=== Information ===
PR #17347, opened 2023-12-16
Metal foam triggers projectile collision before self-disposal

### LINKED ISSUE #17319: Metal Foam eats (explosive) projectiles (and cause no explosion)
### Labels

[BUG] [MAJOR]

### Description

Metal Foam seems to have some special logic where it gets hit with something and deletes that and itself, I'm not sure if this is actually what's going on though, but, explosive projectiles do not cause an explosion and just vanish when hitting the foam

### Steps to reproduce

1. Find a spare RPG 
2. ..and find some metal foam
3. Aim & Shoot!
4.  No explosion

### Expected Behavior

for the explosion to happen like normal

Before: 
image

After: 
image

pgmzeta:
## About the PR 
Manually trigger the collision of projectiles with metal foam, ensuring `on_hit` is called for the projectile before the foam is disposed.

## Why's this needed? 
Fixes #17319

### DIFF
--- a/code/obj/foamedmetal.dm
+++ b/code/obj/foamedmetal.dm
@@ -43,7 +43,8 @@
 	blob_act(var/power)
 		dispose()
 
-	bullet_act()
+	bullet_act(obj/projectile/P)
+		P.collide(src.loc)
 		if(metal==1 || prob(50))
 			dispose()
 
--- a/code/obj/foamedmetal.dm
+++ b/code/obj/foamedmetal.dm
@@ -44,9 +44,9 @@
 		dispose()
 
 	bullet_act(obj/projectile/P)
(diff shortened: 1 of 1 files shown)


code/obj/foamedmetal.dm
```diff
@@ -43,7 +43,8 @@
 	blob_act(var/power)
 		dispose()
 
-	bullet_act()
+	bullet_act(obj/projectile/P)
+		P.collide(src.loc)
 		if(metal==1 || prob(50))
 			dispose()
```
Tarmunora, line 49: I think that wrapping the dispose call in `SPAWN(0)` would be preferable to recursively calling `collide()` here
===
=== Information ===
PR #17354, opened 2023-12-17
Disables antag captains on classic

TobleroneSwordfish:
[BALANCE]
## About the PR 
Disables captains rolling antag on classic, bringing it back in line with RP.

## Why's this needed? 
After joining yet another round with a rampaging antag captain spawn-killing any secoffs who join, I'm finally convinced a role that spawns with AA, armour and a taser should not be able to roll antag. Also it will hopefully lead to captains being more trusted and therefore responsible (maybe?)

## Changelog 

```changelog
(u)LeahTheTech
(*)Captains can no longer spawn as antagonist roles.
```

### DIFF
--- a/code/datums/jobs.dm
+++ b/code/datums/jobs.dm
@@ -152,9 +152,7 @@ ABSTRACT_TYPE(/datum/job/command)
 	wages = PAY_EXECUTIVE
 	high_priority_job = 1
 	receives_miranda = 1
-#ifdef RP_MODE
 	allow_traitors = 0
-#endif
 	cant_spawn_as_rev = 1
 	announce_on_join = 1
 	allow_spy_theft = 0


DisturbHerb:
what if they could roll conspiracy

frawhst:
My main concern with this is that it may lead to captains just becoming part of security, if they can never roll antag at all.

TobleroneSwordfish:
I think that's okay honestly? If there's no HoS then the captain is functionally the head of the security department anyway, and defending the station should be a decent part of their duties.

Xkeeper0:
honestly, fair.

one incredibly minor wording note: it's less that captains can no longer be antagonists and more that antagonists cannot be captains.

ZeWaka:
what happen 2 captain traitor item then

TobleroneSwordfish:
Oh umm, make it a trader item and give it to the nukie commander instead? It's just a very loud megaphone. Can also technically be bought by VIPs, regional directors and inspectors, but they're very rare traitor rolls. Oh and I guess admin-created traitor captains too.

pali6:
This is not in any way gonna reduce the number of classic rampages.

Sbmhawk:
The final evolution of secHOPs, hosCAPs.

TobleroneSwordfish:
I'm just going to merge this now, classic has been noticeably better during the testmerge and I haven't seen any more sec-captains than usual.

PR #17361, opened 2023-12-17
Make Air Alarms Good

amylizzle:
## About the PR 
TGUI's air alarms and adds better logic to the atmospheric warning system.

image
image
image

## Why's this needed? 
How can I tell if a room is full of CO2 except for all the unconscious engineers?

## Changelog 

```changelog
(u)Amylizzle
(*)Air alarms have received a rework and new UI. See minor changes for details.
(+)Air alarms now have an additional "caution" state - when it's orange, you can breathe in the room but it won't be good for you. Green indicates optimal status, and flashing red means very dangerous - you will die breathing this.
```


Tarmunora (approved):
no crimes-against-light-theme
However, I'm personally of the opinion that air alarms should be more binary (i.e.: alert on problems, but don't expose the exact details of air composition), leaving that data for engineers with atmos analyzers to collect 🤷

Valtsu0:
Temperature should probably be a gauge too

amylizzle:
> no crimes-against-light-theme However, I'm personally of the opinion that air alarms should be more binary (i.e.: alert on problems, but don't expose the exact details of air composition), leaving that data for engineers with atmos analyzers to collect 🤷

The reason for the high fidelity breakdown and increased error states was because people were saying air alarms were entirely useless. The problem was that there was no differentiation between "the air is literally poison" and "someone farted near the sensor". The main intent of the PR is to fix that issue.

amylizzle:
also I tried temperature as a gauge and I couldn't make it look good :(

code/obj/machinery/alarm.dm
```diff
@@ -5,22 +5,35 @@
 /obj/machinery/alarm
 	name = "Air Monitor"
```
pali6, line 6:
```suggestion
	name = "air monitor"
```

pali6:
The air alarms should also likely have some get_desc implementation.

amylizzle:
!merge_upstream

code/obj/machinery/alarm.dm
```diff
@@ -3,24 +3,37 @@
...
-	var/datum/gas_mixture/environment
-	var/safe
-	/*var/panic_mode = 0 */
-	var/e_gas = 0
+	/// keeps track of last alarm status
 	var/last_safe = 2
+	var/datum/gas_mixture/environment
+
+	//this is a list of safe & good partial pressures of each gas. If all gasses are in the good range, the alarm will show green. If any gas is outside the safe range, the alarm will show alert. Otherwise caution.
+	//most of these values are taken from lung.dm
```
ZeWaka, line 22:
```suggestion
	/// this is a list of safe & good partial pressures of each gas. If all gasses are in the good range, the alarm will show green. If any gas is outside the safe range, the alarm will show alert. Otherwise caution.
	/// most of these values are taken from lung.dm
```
===
Lines holding the word "gauge" in the entries above are the ones to pull out. Copy them all.

= Solution =
Temperature should probably be a gauge too
also I tried temperature as a gauge and I couldn't make it look good :(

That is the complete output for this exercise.